* Given entries

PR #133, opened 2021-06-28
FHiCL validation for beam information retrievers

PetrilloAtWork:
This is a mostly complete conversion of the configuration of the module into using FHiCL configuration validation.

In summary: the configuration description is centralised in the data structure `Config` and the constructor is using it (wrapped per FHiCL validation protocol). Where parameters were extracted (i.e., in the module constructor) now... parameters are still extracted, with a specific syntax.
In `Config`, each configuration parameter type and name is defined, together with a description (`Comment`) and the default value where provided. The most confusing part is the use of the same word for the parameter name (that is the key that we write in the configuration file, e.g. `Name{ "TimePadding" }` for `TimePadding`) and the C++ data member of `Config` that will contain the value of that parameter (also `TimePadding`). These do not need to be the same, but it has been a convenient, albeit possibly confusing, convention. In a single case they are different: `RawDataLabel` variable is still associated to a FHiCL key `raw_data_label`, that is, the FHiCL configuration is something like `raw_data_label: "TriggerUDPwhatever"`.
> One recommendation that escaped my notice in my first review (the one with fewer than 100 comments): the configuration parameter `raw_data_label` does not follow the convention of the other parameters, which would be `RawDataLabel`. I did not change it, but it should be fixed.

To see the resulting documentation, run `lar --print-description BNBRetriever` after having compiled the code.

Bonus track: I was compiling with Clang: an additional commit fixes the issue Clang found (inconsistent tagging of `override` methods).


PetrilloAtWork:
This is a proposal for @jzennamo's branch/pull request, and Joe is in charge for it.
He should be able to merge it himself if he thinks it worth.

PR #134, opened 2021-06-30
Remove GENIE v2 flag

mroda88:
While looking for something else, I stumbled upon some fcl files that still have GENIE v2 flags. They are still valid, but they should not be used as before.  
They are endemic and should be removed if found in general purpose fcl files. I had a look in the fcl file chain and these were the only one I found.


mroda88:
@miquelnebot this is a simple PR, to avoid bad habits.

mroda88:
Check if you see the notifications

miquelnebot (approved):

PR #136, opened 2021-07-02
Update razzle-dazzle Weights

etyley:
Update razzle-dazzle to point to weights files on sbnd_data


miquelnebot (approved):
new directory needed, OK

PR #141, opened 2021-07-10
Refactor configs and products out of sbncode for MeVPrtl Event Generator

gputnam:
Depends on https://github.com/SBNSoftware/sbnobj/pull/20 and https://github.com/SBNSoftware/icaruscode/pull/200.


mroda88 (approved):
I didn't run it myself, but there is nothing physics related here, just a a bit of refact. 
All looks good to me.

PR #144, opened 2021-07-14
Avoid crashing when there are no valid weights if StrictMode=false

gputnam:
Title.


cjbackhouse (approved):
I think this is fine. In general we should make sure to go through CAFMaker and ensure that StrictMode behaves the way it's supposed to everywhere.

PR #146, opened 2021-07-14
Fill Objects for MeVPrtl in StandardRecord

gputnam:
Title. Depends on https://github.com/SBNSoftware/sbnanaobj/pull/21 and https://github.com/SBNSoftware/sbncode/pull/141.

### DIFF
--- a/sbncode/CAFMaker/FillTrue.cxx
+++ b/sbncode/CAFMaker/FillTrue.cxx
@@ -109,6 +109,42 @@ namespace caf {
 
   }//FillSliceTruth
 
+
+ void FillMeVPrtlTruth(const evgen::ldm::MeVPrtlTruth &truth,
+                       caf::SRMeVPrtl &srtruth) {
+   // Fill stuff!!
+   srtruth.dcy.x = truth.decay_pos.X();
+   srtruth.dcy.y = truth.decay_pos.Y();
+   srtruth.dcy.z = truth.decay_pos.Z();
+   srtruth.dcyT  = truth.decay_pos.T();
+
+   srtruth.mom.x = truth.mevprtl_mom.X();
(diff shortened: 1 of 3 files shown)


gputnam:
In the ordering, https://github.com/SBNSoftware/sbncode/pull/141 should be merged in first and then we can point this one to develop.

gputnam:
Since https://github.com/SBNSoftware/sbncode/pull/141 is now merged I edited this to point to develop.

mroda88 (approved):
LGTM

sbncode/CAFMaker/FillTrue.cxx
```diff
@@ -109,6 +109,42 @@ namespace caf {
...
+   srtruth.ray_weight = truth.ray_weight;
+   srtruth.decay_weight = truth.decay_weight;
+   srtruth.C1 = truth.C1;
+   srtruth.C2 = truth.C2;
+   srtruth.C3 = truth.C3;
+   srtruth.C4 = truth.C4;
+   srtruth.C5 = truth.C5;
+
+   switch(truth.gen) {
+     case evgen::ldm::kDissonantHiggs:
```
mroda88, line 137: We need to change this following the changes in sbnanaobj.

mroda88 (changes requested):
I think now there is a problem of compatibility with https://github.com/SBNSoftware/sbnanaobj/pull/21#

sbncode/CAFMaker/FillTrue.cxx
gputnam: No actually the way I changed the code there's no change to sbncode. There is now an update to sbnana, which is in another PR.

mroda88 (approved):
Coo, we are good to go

* Work item
From the line with "gputnam: No actually" through the last line of the records, set down every line exactly as written and leave out all others.

* Task response
gputnam: No actually the way I changed the code there's no change to sbncode. There is now an update to sbnana, which is in another PR.

mroda88 (approved):
Coo, we are good to go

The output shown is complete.